Using the entries below, say how many of the lines carry "works". Write the number alone.

### RECORD SET ###

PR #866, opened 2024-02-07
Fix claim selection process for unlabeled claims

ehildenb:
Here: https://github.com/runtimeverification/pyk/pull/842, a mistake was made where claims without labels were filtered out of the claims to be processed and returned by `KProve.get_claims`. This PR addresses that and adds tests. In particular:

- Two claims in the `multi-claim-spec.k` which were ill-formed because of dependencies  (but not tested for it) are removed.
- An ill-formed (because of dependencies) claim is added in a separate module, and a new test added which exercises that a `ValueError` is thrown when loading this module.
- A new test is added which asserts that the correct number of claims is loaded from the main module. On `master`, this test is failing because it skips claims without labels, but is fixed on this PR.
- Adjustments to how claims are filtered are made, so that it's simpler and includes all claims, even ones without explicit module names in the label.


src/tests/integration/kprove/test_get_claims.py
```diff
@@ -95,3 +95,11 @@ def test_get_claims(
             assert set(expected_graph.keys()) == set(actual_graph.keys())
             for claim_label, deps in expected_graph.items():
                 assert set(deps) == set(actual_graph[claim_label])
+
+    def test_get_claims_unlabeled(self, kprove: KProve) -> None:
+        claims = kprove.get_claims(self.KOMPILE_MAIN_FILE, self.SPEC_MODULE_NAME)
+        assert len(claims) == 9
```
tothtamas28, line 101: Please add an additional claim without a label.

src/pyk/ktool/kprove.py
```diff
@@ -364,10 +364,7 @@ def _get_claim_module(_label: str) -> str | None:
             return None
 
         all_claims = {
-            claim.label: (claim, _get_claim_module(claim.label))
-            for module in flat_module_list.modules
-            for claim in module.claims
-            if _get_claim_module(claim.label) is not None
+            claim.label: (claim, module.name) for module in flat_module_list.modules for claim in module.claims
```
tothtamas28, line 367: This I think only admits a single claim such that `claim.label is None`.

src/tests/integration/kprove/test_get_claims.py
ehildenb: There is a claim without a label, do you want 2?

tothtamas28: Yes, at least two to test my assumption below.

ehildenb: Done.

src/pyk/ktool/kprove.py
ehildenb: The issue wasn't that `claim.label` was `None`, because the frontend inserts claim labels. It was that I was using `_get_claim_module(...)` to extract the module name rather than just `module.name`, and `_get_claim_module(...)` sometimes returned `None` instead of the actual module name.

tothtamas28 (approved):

###
### RECORD SET ###

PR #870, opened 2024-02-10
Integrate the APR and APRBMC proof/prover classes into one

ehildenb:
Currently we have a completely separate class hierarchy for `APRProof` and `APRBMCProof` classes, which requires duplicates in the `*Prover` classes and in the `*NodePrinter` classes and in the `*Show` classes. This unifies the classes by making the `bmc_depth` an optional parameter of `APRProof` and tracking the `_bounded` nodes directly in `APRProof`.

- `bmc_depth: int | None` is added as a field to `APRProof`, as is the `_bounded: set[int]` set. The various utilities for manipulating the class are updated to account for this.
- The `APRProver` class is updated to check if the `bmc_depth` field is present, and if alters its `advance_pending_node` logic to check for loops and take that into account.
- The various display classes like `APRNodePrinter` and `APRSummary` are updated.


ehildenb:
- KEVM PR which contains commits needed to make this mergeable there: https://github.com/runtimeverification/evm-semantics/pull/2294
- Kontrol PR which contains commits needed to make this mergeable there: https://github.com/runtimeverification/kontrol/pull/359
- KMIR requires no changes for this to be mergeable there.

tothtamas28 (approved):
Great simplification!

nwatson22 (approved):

###
### RECORD SET ###

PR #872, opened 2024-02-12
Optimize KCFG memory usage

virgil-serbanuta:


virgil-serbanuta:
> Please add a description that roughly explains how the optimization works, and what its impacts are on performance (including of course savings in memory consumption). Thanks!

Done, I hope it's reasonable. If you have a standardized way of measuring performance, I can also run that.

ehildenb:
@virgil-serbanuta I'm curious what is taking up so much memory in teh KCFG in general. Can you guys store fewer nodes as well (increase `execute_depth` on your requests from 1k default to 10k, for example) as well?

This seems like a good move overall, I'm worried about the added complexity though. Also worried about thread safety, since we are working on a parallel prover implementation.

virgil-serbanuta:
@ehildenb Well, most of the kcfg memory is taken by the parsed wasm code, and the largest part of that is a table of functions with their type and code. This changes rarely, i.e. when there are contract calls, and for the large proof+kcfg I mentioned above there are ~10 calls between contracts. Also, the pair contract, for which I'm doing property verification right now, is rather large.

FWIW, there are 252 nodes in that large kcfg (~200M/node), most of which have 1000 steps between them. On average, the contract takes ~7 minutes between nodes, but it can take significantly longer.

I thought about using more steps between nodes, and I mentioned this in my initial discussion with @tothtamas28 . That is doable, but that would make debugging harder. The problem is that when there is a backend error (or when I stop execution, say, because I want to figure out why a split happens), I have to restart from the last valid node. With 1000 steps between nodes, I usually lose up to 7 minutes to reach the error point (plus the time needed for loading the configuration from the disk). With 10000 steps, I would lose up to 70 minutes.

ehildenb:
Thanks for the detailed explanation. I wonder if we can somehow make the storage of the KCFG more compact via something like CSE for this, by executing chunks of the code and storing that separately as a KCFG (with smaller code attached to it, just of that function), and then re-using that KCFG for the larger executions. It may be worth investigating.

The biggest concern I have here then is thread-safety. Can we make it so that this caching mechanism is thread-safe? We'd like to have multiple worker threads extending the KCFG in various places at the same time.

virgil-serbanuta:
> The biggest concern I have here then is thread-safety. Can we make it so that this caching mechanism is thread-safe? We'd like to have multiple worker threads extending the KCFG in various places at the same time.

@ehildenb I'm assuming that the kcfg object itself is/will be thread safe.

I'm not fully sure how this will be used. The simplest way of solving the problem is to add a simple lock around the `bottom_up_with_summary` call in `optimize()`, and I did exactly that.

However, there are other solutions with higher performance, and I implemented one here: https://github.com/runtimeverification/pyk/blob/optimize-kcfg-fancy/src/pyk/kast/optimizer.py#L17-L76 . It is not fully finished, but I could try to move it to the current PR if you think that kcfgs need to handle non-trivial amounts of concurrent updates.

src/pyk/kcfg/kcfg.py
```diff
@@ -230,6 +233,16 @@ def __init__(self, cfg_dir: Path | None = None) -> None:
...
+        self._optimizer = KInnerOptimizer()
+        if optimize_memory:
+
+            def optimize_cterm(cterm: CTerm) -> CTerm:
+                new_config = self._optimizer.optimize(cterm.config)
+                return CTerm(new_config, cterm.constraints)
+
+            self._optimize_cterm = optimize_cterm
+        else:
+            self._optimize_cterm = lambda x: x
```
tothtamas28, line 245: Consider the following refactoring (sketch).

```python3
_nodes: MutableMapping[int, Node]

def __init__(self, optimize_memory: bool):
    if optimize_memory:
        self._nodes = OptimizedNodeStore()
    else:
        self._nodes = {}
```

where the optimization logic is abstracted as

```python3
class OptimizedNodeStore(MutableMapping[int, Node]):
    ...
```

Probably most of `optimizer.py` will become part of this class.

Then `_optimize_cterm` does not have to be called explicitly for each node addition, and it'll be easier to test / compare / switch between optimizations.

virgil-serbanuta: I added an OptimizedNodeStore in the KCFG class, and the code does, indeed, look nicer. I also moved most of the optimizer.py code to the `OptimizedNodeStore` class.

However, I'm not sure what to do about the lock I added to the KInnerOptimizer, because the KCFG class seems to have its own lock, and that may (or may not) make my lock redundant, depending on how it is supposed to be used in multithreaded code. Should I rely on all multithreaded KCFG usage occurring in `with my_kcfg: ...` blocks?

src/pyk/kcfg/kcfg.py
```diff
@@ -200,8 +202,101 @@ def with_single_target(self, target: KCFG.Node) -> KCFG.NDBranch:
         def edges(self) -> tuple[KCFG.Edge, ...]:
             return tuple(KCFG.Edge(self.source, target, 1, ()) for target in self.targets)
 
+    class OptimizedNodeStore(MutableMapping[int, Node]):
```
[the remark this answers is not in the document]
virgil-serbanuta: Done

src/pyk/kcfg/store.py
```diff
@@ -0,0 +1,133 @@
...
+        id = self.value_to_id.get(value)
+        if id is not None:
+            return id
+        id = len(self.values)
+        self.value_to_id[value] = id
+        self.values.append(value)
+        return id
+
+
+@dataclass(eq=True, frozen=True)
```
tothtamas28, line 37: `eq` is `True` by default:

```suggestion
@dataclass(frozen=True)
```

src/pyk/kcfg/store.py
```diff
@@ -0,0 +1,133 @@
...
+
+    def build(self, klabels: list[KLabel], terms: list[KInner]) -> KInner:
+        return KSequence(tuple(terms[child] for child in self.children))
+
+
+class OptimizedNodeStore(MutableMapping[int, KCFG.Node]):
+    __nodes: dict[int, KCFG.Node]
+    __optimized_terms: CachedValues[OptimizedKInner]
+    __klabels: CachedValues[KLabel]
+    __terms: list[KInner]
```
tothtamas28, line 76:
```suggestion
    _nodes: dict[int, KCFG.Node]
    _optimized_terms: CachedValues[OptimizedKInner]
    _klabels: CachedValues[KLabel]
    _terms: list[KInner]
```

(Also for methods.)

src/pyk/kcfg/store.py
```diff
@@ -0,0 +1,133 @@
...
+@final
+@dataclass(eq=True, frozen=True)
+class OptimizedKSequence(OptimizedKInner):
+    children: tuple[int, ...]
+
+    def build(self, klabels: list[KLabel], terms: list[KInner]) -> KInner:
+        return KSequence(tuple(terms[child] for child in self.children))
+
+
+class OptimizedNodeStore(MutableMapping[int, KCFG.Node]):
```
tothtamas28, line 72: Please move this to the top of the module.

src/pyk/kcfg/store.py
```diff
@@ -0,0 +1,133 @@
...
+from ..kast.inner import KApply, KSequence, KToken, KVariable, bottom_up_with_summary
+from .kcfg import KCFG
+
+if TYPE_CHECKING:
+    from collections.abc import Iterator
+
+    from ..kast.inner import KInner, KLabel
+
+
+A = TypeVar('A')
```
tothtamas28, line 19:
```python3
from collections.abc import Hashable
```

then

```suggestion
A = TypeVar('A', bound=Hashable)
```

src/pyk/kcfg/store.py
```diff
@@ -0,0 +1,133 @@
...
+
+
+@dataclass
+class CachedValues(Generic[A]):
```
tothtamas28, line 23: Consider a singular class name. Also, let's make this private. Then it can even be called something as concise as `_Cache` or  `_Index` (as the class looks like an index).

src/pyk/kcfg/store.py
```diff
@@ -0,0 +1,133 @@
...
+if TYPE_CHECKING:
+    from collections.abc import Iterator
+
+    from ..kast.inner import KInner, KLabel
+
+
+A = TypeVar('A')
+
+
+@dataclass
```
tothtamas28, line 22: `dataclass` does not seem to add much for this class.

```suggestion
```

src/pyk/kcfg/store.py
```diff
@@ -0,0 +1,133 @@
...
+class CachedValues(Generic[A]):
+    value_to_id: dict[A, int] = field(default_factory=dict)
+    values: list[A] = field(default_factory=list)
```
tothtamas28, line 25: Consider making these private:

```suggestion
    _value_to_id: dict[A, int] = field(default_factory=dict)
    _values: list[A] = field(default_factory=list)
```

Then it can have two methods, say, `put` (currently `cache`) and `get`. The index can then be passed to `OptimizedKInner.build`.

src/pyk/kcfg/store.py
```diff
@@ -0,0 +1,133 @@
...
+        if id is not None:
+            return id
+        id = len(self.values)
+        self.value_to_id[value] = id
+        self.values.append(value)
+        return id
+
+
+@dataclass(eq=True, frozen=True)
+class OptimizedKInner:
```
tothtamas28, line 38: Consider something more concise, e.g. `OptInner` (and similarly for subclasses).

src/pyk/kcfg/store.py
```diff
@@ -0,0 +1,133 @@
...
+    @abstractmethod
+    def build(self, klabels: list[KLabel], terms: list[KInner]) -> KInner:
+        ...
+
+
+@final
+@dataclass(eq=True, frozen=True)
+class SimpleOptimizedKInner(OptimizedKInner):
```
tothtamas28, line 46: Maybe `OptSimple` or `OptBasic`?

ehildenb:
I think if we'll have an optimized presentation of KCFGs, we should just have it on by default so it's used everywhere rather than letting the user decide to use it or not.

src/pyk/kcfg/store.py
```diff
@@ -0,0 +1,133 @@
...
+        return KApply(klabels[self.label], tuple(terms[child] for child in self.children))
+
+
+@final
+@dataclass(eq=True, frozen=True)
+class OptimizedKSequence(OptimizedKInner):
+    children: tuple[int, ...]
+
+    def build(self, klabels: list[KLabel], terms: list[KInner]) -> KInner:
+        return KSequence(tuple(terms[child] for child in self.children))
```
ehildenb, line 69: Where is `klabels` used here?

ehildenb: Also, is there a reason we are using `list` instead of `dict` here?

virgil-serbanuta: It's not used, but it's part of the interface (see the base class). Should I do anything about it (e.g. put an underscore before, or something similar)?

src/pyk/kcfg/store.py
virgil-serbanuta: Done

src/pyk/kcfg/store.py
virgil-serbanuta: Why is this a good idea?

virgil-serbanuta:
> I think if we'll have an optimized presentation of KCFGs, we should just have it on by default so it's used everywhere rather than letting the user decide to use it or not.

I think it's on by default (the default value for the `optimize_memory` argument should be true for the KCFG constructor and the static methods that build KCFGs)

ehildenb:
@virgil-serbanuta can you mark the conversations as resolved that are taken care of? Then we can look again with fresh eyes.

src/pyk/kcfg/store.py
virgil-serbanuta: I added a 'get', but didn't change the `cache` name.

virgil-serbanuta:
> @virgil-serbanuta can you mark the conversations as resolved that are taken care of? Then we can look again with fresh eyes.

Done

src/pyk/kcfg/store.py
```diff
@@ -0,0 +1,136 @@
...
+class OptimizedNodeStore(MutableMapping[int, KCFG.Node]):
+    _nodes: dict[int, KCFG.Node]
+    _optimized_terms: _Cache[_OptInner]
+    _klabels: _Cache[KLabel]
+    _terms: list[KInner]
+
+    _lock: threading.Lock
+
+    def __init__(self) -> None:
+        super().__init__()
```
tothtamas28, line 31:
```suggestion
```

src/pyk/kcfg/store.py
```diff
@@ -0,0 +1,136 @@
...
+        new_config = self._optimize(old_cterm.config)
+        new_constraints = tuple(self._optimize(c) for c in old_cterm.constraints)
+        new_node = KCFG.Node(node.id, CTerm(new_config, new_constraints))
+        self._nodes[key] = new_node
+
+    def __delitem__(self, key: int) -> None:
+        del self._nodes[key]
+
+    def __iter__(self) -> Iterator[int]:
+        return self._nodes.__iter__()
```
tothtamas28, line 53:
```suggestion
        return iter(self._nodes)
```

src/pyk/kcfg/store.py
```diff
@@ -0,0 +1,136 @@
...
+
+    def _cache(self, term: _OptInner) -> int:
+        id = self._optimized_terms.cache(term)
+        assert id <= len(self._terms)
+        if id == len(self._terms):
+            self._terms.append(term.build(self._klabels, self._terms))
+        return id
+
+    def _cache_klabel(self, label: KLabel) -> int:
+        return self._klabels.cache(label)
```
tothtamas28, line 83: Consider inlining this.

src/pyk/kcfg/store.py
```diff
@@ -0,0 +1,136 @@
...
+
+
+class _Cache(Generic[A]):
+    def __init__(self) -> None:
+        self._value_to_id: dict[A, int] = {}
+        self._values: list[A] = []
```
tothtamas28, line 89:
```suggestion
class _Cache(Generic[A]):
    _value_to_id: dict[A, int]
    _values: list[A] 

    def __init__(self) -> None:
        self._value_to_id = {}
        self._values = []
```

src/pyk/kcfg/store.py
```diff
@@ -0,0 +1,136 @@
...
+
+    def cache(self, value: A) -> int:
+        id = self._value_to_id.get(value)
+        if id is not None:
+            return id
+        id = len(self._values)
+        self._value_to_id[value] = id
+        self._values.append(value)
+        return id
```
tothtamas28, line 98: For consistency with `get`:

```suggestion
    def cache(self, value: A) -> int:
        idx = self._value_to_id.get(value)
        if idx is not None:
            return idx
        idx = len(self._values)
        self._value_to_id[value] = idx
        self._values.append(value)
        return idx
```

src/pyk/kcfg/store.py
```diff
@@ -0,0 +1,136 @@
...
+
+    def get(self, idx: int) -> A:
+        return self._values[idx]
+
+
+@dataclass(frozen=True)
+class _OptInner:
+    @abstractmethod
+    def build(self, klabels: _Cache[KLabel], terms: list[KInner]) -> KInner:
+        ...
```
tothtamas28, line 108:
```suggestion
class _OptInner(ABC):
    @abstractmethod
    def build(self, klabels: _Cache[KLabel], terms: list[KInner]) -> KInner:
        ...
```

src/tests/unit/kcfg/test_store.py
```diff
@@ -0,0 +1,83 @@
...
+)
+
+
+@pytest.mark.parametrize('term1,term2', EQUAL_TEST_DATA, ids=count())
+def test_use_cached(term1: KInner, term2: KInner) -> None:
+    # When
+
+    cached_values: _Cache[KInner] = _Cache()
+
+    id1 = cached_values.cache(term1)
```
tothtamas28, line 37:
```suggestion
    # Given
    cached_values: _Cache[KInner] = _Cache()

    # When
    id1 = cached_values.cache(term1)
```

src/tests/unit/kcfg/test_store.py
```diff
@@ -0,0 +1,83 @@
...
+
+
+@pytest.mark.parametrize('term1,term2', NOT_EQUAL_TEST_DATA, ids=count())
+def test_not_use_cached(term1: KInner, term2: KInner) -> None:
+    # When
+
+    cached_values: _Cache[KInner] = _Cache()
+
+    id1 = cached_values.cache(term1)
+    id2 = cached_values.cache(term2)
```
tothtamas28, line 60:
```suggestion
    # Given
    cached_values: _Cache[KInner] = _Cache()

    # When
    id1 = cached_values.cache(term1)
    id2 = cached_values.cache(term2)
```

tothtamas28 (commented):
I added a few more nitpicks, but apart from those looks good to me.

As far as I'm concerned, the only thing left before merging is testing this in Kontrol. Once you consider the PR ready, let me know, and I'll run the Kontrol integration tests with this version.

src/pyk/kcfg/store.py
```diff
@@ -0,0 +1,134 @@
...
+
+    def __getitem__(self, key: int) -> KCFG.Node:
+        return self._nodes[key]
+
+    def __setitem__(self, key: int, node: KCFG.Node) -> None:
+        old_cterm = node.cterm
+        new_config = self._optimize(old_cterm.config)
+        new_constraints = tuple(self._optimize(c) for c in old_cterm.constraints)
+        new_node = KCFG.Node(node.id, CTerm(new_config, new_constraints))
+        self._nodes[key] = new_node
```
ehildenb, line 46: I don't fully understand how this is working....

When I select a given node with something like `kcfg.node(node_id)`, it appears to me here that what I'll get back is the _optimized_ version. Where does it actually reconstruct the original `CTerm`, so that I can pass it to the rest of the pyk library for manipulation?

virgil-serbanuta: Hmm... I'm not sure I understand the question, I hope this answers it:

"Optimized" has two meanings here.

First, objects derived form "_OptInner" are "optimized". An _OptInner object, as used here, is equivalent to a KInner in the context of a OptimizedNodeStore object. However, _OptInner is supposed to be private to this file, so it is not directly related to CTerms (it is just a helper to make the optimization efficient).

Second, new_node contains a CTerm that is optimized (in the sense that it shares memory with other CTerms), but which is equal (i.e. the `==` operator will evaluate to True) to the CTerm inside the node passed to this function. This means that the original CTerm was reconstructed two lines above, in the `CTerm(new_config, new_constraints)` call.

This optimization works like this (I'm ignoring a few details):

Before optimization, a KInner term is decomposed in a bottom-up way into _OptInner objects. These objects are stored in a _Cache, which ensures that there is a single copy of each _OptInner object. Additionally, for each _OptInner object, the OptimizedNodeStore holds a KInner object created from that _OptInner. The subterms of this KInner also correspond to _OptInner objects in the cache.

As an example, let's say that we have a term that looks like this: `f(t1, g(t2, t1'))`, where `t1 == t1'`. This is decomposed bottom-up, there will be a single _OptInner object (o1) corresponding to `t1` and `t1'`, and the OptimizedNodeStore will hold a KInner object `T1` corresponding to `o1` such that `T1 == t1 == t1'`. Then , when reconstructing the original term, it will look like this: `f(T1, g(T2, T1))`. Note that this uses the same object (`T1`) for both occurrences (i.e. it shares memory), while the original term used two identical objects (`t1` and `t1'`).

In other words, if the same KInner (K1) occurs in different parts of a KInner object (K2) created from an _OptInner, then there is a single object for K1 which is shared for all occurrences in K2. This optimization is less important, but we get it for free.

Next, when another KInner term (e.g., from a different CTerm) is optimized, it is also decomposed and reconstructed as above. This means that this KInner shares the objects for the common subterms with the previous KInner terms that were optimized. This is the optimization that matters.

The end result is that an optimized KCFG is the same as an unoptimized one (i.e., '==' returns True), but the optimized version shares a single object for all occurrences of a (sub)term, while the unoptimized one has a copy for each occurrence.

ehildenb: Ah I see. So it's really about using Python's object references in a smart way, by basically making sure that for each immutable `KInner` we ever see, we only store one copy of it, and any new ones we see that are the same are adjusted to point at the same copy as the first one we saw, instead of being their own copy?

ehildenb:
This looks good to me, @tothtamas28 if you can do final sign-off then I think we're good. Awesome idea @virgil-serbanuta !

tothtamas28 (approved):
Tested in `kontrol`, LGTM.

###

* [FINISHED EXERCISE]
2